**Records for processing**

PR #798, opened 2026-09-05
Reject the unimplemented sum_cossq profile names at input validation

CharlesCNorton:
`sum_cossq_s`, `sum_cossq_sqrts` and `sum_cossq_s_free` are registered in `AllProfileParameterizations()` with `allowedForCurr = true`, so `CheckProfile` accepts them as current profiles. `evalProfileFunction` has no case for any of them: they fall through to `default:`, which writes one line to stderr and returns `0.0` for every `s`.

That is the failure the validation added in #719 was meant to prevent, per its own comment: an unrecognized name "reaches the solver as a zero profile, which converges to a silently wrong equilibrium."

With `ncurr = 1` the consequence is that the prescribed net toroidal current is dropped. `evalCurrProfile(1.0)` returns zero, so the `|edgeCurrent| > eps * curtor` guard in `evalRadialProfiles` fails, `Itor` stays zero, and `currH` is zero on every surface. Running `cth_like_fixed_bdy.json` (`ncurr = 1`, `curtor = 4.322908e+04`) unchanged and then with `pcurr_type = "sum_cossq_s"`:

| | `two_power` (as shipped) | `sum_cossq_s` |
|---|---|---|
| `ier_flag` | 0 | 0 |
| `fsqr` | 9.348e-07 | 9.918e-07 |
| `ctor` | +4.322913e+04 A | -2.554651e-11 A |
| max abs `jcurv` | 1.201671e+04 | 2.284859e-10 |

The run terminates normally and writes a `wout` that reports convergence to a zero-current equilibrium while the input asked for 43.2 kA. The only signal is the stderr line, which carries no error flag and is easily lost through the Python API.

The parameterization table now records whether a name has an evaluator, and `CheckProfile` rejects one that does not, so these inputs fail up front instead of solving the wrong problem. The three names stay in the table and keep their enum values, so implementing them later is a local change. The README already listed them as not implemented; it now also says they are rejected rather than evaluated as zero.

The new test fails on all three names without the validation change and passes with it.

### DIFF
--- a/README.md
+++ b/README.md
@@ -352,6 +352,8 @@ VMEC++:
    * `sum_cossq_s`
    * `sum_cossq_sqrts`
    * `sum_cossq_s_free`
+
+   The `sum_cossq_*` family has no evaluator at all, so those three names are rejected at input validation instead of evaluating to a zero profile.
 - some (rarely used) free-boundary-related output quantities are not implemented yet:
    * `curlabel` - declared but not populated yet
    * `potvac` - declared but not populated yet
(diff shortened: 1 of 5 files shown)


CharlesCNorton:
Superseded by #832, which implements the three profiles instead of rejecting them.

---

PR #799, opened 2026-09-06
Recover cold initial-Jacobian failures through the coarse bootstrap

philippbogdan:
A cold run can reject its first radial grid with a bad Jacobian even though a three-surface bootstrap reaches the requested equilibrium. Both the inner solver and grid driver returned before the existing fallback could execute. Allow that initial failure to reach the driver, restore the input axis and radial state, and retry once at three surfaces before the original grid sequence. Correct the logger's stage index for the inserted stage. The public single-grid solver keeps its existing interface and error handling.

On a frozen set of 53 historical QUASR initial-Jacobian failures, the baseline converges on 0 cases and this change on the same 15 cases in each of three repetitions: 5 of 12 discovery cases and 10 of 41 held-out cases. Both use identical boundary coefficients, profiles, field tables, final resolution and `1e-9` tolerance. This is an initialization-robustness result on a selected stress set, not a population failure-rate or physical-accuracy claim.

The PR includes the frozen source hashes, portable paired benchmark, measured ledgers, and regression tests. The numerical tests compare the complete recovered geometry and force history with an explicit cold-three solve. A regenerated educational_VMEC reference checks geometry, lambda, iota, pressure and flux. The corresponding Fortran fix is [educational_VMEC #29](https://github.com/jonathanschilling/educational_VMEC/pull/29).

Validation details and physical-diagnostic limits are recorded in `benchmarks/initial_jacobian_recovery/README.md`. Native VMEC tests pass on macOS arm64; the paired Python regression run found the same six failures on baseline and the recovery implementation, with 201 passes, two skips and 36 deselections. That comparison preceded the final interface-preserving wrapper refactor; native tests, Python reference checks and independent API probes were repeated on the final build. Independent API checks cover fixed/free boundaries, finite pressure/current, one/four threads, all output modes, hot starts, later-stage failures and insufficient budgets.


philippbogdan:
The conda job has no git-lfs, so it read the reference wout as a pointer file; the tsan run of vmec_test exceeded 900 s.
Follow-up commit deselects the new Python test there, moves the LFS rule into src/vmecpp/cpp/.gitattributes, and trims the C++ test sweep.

==

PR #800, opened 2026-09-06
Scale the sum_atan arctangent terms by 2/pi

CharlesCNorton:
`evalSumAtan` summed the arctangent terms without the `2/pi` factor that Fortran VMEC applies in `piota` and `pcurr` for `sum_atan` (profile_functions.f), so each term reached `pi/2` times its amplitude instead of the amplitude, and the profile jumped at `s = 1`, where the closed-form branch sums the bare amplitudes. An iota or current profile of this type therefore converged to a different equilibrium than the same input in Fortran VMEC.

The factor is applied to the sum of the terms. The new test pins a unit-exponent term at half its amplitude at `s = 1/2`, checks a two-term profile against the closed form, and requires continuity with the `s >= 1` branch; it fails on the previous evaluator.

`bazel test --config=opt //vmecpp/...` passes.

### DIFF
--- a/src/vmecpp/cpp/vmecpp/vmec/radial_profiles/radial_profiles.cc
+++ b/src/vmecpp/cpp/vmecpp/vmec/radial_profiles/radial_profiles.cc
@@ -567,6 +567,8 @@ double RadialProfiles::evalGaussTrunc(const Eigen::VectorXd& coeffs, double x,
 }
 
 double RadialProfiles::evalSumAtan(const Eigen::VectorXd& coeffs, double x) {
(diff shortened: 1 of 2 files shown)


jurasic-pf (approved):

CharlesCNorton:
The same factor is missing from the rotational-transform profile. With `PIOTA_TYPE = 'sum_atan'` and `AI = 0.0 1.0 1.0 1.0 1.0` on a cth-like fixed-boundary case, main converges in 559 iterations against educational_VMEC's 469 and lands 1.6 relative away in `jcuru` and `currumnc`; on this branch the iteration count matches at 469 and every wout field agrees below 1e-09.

**What you will do**
Give the count of lines that hold the word "tests" in the listing above, with no other text.

**Worked solution**
2